Mexico’s next leader does need to fully comprehend what drives Trump’s view of Mexico. It’s first and foremost a personal issue, turbocharged by political-electoral expediency and dynamics fundamental to mobilizing his base. Any proactive or containment-driven strategies devised and implemented by the next Mexican government need to take this into account. Arguing that the strategy is to “make Donald Trump respect Mexico” not only smacks of Panglossian optimism, it will most likely fail.

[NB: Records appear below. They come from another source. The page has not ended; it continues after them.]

PR #2358, opened 2018-04-25
Update node.dsleep() to support longer deep sleep duration.

### LINKED ISSUE #2351: Upgrade node.dsleep to SDK >=2.1
SDK 2.1 changed the parameter for `system_deep_sleep` from uint32 to uint64. This allows deep sleep intervals beyond the current 71min boundary. It would also be useful to have a `node.dsleepmax` like Arduino has to get the most out those extended deep sleep capabilities: https://github.com/esp8266/Arduino/blob/2.4.1/cores/esp8266/Esp.cpp#L119

https://nodemcu.readthedocs.io/en/latest/en/modules/node/#nodedsleep needs updating as well.

More details at https://thingpulse.com/2018/04/10/max-deep-sleep-for-esp8266/ (disclaimer: it's from yours truly)

dnc40085:
Fixes #2351.

Beginning with SDK 2.1, the functions `system_deep_sleep()` and `system_deep_sleep_instant()` were changed to accept `uint64` values, allowing for longer sleep duration.
This PR updates `node.dsleep()` to accept these larger sleep times.

### DIFF
--- a/docs/en/modules/node.md
+++ b/docs/en/modules/node.md
@@ -87,9 +87,8 @@ dofile("hello.lc")
 
 Enters deep sleep mode, wakes up when timed out.
 
-The maximum sleep time is 4294967295us, ~71 minutes. This is an SDK limitation.
-Firmware from before 05 Jan 2016 have a maximum sleeptime of ~35 minutes.
-
+Theoretical maximum deep sleep duration can be found with [`node.dsleepMax()`](#nodedsleepmax)
+ 
 !!! caution
 
     This function can only be used in the condition that esp8266 PIN32(RST) and PIN8(XPD_DCDC aka GPIO16) are connected together. Using sleep(0) will set no wake up timer, connect a GPIO to pin RST, the chip will wake up by a falling-edge on pin RST.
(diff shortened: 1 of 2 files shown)


docs/en/modules/node.md
```diff
@@ -131,6 +127,38 @@ node.dsleep(nil,4)
...
 - [`node.sleep()`](#nodesleep)
+- [`node.dsleepMax()`](#nodedsleepmax)
+
+## node.dsleepMax()
+
+Returns the current theoretical maximum deep sleep duration.
+
+!!! caution
+
+	While it is possible to sleep longer than the theoretical maximum sleep duration, which can be found with `node.dsleepMax()`, it is not recommended to exceed this theoretical maximum.
```
marcelstoer: Did you test this? My [own tests](https://thingpulse.com/max-deep-sleep-for-esp8266/) conducted with Arduino core showed that the chip would sleep indefinitely if you went beyond. Even if you use dsleep max it will wake up before time is up (again in my tests).

dnc40085: I did... but I only got it to wake up once and it registered as an external reset(6) rather than a wake from deep sleep() and I made a mistake in the logging code, so times weren't recorded. I will have to do more testing.

PR #2383, opened 2018-05-27
Fix for lack of nil return in file.read() when EOF is reached

### LINKED ISSUE #2376: file.read(): On end of file, rather than nil, nothing is returned
### Expected behavior
The functions [`file.read()`](http://nodemcu.readthedocs.io/en/dev/en/modules/file/#fileread-fileobjread) and [`file.readline()`](http://nodemcu.readthedocs.io/en/dev/en/modules/file/#filereadline-fileobjreadline) should [return `nil`](http://nodemcu.readthedocs.io/en/dev/en/modules/file/#returns_14) on subsequent calls after end of file has been reached.
### Actual behavior
After end of file is reached, nothing is returned on subsequent calls.
### Test code
```Lua
do
  file.open("init.lua", "r")
  while true do 
    retval=type(file.read())
    print(retval)
    if retval=="nil" then print("this never happens") break end
  end
  file.close()
  print("End (This also never happens)")
end
```
This code never reaches the end, it just errors out with:
`stdin:5: bad argument #1 to 'type' (value expected)`
### NodeMCU version
 dev( 914a4af)
### Hardware
ESP12-F

### Fix 
in `/app/modules/file.c` in the function `file_g_read()` on line [435](https://github.com/nodemcu/nodemcu-firmware/blob/914a4afc96136311db8ab923b8a6942f429d266f/app/modules/file.c#L435) replace:
```c
return 0;
```
with:
```c
lua_pushnil(L);
return 1;
```
Unless the documented return value is in error, I can submit a pull request with this fix.

dnc40085:
Fixes #2376.

This PR adds the missing `nil` return when a file is stepped through with `print(file.read())` and the end of file is reached.

### DIFF
--- a/app/modules/file.c
+++ b/app/modules/file.c
@@ -432,7 +432,8 @@ static int file_g_read( lua_State* L, int n, int16_t end_char, int fd )
       luaM_free(L, heap_mem);
       heap_mem = NULL;
     }
-    return 0;
+    lua_pushnil(L);
+    return 1;
   }
 
   vfs_lseek(fd, -(n - i), VFS_SEEK_CUR);


TerryE:
It's a pity that you didn't go through the rest of the modules and fix the other instances of this but I suppose a tiny step forward is still a step forward.

marcelstoer:
> a step forward is still a step forward

👍-> thanks @dnc40085

PR #2389, opened 2018-06-02
Update coap.c

hsj1104:

- [ ] This PR is compliant with the [other contributing guidelines](https://github.com/nodemcu/nodemcu-firmware/blob/dev/CONTRIBUTING.md) as well (if not, please describe why).

### DIFF
--- a/app/modules/coap.c
+++ b/app/modules/coap.c
@@ -1,6 +1,7 @@
 // Module for coapwork
 
 #include "module.h"
+#include <stdio.h>
 #include "lauxlib.h"
 #include "platform.h"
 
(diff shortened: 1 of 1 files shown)


TerryE:
@hsj1104 , this is a one line diagnostic that you might find useful, but this isn't something that we would want to add to our standard distro for all users. Also diagnostics should use the standard macros / API so that they can be correctly enabled and disabled using configuration options.

marcelstoer:
In addition to what Terry already said please stick to the template and have a look at the guidelines in references. There's a lot of useful information in there e.g. that we don't accept PRs against master.

PR #2492, opened 2018-09-17
Remove moribund C ds18b20 module

nwf:
Just use Lua speaking OW (via C) instead.


TerryE:
[Moribund](https://dictionary.cambridge.org/dictionary/english/moribund) is _dying_ rather than _dead_.  The problem with not being actually dead is that some apps developers out there are still using it and if we withdrawn and they then update their firmware -- for example to use LFS -- then they will suddenly discover that their applications no longer work without doing some coding effort.

I feel what we really need is a retirement process for modules if they have been superseded or don't work and are no longer being maintained.  This should include a warning / notice period of, say, 6 months between initial notice and any retirement that includes this caveat in the documentation.

In the case of the C version of the DS18B20 module, it is slow but it does work and if you are an application developer with a couple of thermos and it is fast enough, then why ask them to change their code?

nwf:
I am content to leave this PR open for whatever retirement period is wished, but I object, aesthetically, to arbitrarily preserving and continuing to advertise no-longer-recommended solutions, especially when they appear to be completely superseded by new alternatives.  Anyone updating to master to get LFS is already acknowledging that they will have to make changes to their code; I think the same is plausible for any update to master, but I suppose a cycle with deprecation warnings is fair.

Let me propose, then, that the next master drop include updated docs for the ds18b20 module pointing at this PR (I'll open another PR, I guess) and that the master drop after that include this removal of old code.

marcelstoer:
Now would be last opportunity to agree on whether to eventually remove the C module and, therefore, to add a note to the documentation before the upcoming master drop. At the same time task a) from my above list could be tackled.

👍 for deprecating & removing from my side

nwf:
Now that #2581 has been merged for some months, should I revisit this for this upcoming master drop or leave it for the next one?

marcelstoer:
I personally favor the latter.

marcelstoer:
@nwf could you please resolve the conflicts so we can add this to `dev`?

nwf:
Should be better now.  Yes?

Issue #2504, opened 2018-10-03
Optimising access to ROTables


TerryE:
### Background for Enhancement

One of the eLua memory optimizations is to move the list of base functions and  installed libraries out of `_G` and into ROM-based lists. An `__index` function  has been added to the `_G` metatables, so that any global misses are also resolved against the base function list then the library ROM list.

The upside is a RAM saving, but the downside is a material runtime hit when accessing ROtables. The average access time for a variable cached in a `local` is **3 µSec**, and for looking up one in `_G` is **8 µSec**. However resolving ROM entries is a lot slower: **43 µSec** in the case of the base functions such as `print()` and **132 µSec** for library entries.

Incidentally this **132 µSec** time is perhaps 5× better earlier builds than pre LFS versions since the string constants were byte-packed at `-Os` and `c_strcmp()`function compares the target key against each unaligned ROM table entry, thus constantly triggered unaligned exception handler. 

@pjsg  and I found that switching to `-O2` word-aligned the ROM-based string contents meant that the flash-aware optimised ROM-based `strcmp()` routine does proper word-aligned data fetches in this case.

Even so, the implementation is pretty dumb in that the code always does linear table scan using a pairwise `c_strcmp()`, and this annoyed me, I decided to spend a day optimising this code.

-  First the idea of having different structures -- a ROtable for the list of modules and a different one-off structure for the base functions seemed daft.  Why not just combine them into a unified master ROtable?

-  Unifying these into a single ROtable meant that I could drop the __index function and instead use Lua to do this by assigning `_G.__index = <master_ROtable>`

-  Doing this also made half of the lrotable.c functions redundant and I was left with one indexing by a lua string and one by an integer.

-  Since all keyed access to ROTables goes through a single access function, it seemed common sense to stick a small (16×4×2word) RAM lookaside cache in front of these accesses.  One my benchmarks, this gives better than 99.5% hit rate for keyed ROTable access.

[...]

PR #2505, opened 2018-10-04
Optimise ROTable accesses and interface

TerryE:
Addresses Issue #2504

See #2504 for detailed discussion of the background and scope of this patch.  There isn't any change at an application level, apart from making ROTable access times comparable to RAM Table access times.  The code changes therefore don't impact the documentation at `docs/en/*` excepting the following points:

-  We might want to mention the speedup in the FAQ, but this is due a major update anyway.
-  We might want to document how you can list off the installed ROM libraries by enumerating `pairs(_G.__index)`.

### DIFF
--- a/app/lua/lrotable.c
+++ b/app/lua/lrotable.c
@@ -9,77 +9,139 @@
 #include "lobject.h"
 #include "lapi.h"
 
-/* Local defines */
-#define LUAR_FINDFUNCTION     0
-#define LUAR_FINDVALUE        1
+#define ALIGNED_STRING (__attribute__((aligned(4))) char *)
+#define LA_LINES 16
+#define LA_SLOTS 4
+//#define COLLECT_STATS
 
-/* Externally defined read-only table array */
-extern const luaR_table *lua_rotable;
+/*
+ * All keyed ROtable access passes through luaR_findentry().  ROTables
+ * are simply a list of <key><TValue value> pairs.  The existing algo
+ * did a linear scan of this vector of pairs looking for a match.
+ *
+ * A N×M lookaside cache has been added, with a simple hash on the key's
+ * TString addr and the ROTable addr to identify one of N lines.  Each
+ * line has M slots which are scanned. This is all done in RAM and is
+ * perhaps 20x faster than the corresponding random Flash accesses which
+ * will cause flash faults.
+ *
+ * If a match is found and the table addresses match, then this entry is
+ * probed first. In practice the hit-rate here is over 99% so the code
+ * rarely fails back to doing the linear scan in ROM.
+ *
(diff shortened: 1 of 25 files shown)


app/lua/lrotable.c
```diff
@@ -9,77 +9,139 @@
...
+ * Note that this hash does a couple of prime multiples and a modulus 2^X
+ * with is all evaluated in H/W, and adequately randomizes the lookup.
+ */
+#define HASH(a,b) (519*((size_t)(a)>>4) + 17*((size_t)(b)>>4))
+
+static struct {
+  unsigned hash;
+  unsigned addr:24;
+  unsigned ndx:8;
+} cache[LA_LINES][LA_SLOTS];
```
jmattsson: Eeep! That's half a K right there, isn't it? :(
Could this be an optional feature, so those really tight on RAM can opt for the performance hit instead?

app/lua/lrotable.c
```diff
@@ -9,77 +9,139 @@
...
+        !c_strcmp(pentry[j].key.id.strkey, strkey)) {
+        if (ppos)
+          *ppos = i;
+        return &pentry[j].value;
+      }
+    }
+    /*
+     * The invariants for 1st word comparison are deferred to here since they
+     * aren't needed if there is a cache hit. Note that the termination null
+     * is included so a "on\0" has a mask of 0xFFFFFF and "a\0" has 0xFFFF.
```
jmattsson: I like this comment :)

app/lua/lrotable.c
TerryE: That was the ½K ☺️ I can make move it from static to dynamic, but we'll always need it - or at least the cache if we want fast ROTable access. I can half the line size with my next step on this journey. 

I'll also do the claw- back on DNS on this patch so we don't lose net RAM.

TerryE:
@jmattsson, the lookaside cache seems to work well. "How big should we make it" is a useful Q to ask.   8 x 4 seems to be a good compromise, and most real life Lua applications rarely use anything like 32 ROTable fields, so the hit rates should be pretty good -- in the 99% ballpark, which effectively eliminates the search overhead for normal field access.

We still have this issue of cases where the VM does existence checks for fields such as `__metatable` and `__index`.  I can add some extra instrumentation to my `luac.cross -e` build to see if this is an issue in practice.

app/lua/lrotable.c
jmattsson: No don't make it dynamic. This is something which if it's in use, it should be statically allocated to ensure it's there when needed. Plus it makes it easier to reason about other RAM usage.

If you can reclaim RAM from elsewhere so the net available stays the same, that would be Very Good :) And if half the size is enough for the common scenarios, that sounds good too!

Washington has for too long taken for granted Mexico’s cooperation on a host of fronts like counter-narcotics, intelligence sharing, counterterrorism and curbs to Central American transmigration through Mexico. Many of these facets will most likely be up for a full-fledged and overdue review under a López Obrador administration. In many ways, the next president of Mexico will likely approach ties with the United States in a way that’s familiar to the Trump White House: Mexico First. And while Mexico will certainly not go rogue on the United States, bilateral ties under López Obrador might well pivot back to the very basic, meat-and-potatoes relationship of yore — formal and correct but lacking strategic depth.
Both leaders today stand at a crossroads: they can ensure that Mexico and the United States remain partners in success, or they can become accomplices in failure. At stake is the security and prosperity of millions of Americans and Mexicans and, despite the challenges inherent to such an asymmetrical relationship, more than two decades of a success story of convergence and greater interdependence.